ASSIGNMENT »
If a line in the entries contains the word "README", list it.

DATASET CONTENT »
== Segment start ==
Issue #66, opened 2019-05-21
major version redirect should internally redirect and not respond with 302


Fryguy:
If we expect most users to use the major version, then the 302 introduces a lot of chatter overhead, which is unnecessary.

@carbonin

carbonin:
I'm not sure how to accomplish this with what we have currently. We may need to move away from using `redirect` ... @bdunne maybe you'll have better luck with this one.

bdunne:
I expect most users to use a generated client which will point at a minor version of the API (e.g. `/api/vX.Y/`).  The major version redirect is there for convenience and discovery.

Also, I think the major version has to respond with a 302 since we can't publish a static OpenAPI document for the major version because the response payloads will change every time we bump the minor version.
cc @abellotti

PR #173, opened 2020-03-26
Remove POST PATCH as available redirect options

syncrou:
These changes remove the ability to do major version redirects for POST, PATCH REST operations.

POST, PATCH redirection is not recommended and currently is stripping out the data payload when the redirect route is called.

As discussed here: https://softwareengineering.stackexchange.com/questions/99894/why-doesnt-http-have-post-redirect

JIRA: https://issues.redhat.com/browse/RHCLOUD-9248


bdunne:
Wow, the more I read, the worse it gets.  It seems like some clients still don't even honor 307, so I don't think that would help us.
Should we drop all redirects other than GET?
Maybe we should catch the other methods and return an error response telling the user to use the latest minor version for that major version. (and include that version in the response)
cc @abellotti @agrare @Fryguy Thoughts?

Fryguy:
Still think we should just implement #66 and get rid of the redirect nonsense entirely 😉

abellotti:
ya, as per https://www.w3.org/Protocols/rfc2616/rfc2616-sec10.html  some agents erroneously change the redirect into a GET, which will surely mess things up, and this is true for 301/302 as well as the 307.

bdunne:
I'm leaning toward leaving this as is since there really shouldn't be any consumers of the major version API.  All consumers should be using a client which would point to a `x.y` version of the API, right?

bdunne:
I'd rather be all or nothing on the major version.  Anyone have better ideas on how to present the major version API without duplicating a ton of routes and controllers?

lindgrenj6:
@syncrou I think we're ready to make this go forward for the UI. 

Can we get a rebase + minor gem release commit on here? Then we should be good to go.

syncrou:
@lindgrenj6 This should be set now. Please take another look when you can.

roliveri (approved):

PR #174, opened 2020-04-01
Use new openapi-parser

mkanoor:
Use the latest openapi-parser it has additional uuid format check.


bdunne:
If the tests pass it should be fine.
== Segment end ==
== Segment start ==
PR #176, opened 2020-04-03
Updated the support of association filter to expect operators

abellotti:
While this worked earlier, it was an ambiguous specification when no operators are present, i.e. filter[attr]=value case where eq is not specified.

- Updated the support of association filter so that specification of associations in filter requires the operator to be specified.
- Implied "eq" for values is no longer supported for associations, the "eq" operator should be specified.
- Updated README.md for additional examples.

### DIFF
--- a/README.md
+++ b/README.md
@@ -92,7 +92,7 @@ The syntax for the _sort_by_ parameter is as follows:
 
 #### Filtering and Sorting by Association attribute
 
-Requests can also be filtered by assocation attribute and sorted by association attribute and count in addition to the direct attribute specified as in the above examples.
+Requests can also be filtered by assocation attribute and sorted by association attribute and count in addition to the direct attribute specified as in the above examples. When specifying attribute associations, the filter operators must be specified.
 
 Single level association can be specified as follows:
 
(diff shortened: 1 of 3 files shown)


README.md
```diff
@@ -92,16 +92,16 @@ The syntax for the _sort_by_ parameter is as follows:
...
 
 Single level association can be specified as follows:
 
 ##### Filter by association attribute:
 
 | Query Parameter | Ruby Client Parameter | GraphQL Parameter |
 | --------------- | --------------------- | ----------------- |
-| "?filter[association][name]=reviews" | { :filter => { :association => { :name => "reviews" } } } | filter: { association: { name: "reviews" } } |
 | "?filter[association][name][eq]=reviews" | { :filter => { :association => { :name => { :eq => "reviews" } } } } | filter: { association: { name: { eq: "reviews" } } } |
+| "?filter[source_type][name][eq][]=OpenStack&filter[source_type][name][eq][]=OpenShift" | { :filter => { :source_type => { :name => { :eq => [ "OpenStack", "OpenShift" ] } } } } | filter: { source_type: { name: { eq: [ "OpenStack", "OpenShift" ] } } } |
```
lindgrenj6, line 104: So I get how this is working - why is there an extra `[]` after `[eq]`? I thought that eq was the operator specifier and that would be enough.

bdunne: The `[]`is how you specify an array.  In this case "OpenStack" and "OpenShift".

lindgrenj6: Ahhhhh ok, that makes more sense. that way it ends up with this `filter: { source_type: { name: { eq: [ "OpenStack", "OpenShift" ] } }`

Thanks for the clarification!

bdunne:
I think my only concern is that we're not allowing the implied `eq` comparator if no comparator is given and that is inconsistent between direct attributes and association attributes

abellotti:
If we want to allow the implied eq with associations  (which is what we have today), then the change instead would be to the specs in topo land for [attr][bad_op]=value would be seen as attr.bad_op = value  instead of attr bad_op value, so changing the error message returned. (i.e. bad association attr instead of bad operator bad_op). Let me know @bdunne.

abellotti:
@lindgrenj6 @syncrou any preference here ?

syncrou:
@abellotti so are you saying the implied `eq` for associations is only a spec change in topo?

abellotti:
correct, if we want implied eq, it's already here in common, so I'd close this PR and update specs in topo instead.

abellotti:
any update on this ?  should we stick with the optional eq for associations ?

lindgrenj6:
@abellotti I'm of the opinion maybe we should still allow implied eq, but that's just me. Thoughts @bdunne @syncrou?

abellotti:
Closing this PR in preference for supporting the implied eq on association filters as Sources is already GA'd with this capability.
== Segment end ==
EXERCISE ANSWER »
- Updated README.md for additional examples.
--- a/README.md
+++ b/README.md
README.md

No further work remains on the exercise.